“We must bear our lot patiently till the first thaw comes, and then try and make our way over the mountains.”
These were the words of wisdom, and for long weary weeks the prisoners had to be content with their position. The brigands did a little snow-cutting, and then passed the rest of their time sleeping by the fires they kept up night and day. Food was plentiful, and the chief behaved civilly enough, often paying his prisoners a visit, after which they were entirely left to their own resources.
“We ought to be low-spirited captives,” Mr Burne used to say, as he beat his hands together to keep them warm; “but somehow nobody seems very miserable.”
And this was a fact, for every day the professor kept them busy with shovels digging away the snow from some piece of ruin he wished to measure and draw, while after the chief had been, and noted what was done, he said something half contemptuously to his men, and no interference took place.

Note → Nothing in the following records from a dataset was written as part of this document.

PR #3354, opened 2026-06-17
Preserve sub claim during IDP attribute mapping

sadilchamishka:
### Purpose

Fix IDP external→local attribute mapping so the OIDC `sub` claim is propagated correctly, and align the IDP API examples with the canonical default user type.

Two related mapping problems:

1. **Mapping layer (shared by token exchange and federated authentication):** `ApplyAttributeMappings` consumed any external attribute used as a mapping source, removing it from the resulting claims. For the reserved `sub` claim this meant it could be mapped to a target but was then dropped, so you could never keep `sub` as-is *and* map it.
2. **Token exchange subject-token path:** user attributes were extracted *before* mappings were applied (`ApplyAttributeMappings(ExtractUserAttributes(claims), ...)`). `ExtractUserAttributes` strips reserved JWT claims including `sub`, so by the time mappings ran `sub` was already gone — a `sub → picture` mapping produced nothing, while `org_name → picture` worked.

Additionally, the `api/idp.yaml` examples referenced the default user type as lowercase `"person"`, which does not match the `Person` user type created at bootstrap.

### Approach

- **`idp.ApplyAttributeMappings`** ([backend/internal/idp/utils.go](backend/internal/idp/utils.go)): never treat `sub` as a consumable mapping source. `sub` always passes through under its original key in addition to any attributes it is mapped to, so `sub → username` and `sub → email` yield `sub`, `username`, and `email` all carrying the subject value. Non-`sub` sources keep the existing rename-and-consume behavior.
- **`extractSubjectTokenClaims`** ([backend/internal/oauth/oauth2/tokenservice/validator.go](backend/internal/oauth/oauth2/tokenservice/validator.go)): apply mappings against the full claim set first, then filter reserved claims — `ExtractUserAttributes(idp.ApplyAttributeMappings(claims, attributeMappings))`. This makes reserved claims like `sub` available as mapping sources. The issued token's `sub` continues to come from the subject token's `sub` independently.
- **`api/idp.yaml`**: use `"Person"` instead of `"person"` in all attribute-configuration examples and schema field examples.

Self-issued tokens (which pass `nil` mappings) and the common case where `sub` is not mapped are unaffected.

### Related Issues
- N/A

### Related PRs
- N/A

### Checklist
    - [x] Unit Tests
    - [ ] Integration Tests

### Security checks

## Summary by CodeRabbit

* **Bug Fixes**
  * Fixed OIDC `sub` handling during attribute mapping so the reserved subject claim is preserved and not overwritten when mappings include `sub`.

* **New Features**
  * Reserved identity claims (including `sub`) can now be used as sources for attribute mappings during token claim processing.

* **Documentation**
  * Updated identity provider attribute configuration examples to use capitalized user type values (`"Person"` instead of `"person"`).

* **Tests**
  * Added coverage for preserving `sub` and mapping reserved claims into target attributes.

### DIFF
--- a/api/idp.yaml
+++ b/api/idp.yaml
@@ -90,9 +90,9 @@ paths:
                   isSecret: false
               attributeConfiguration:
                 userTypeResolution:
-                  default: "person"
+                  default: "Person"
                 userTypeAttributeMappings:
-                  - userType: "person"
+                  - userType: "Person"
                     attributes:
                       - externalAttribute: "given_name"
                         localAttribute: "firstName"
@@ -122,9 +122,9 @@ paths:
                     isSecret: false
                 attributeConfiguration:
                   userTypeResolution:
-                    default: "person"
+                    default: "Person"
                   userTypeAttributeMappings:
-                    - userType: "person"
+                    - userType: "Person"
                       attributes:
                         - externalAttribute: "given_name"
                           localAttribute: "firstName"
@@ -231,9 +231,9 @@ paths:
                     isSecret: false
                 attributeConfiguration:
                   userTypeResolution:
-                    default: "person"
+                    default: "Person"
                   userTypeAttributeMappings:
-                    - userType: "person"
+                    - userType: "Person"
                       attributes:
                         - externalAttribute: "given_name"
                           localAttribute: "firstName"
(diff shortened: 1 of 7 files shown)


api/idp.yaml
```diff
@@ -90,9 +90,9 @@ paths:
                   isSecret: false
               attributeConfiguration:
                 userTypeResolution:
-                  default: "person"
```
ThumulaPerera, line 93: This seems to be unrelated to the issue being fixed. Shall we separate this out to a new PR?

sadilchamishka: As the default user type is "Person" and when try out the doc it might fail. Hence fix it along with the PR

ThumulaPerera (approved):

Day after day, with a few intervals of heavy snow and storm, the dazzling sunshine continued, with the brilliant blue sky, and the mountains around looking like glistening silver.
Everywhere the same deep pure white snow, in waves, in heaps, in drifts, and deep furrows, silvery in the day, and tinged with rose, purple, scarlet, and gold as the sun went down.
They were so shut in that an army of men could not have dug a way to them; and, knowing this, the brigands dropped into a torpid state, like so many hibernating bears, while the professor’s work went on.
“Do you know, Lawrence,” he said one day, laying down his pencil to rub his blue fingers, “I think I shall make a great book of this when I have finished it. I have got the castle done, the principal walls, the watch-towers and gates, and if there was not so much snow I should have finished the temple; but, bless my heart, boy, how different you do look!”
“Different, sir!” said Lawrence laughing. “Oh, I suppose the wind has made my nose red.”
“I did not mean that: I meant altogether. You look so well.”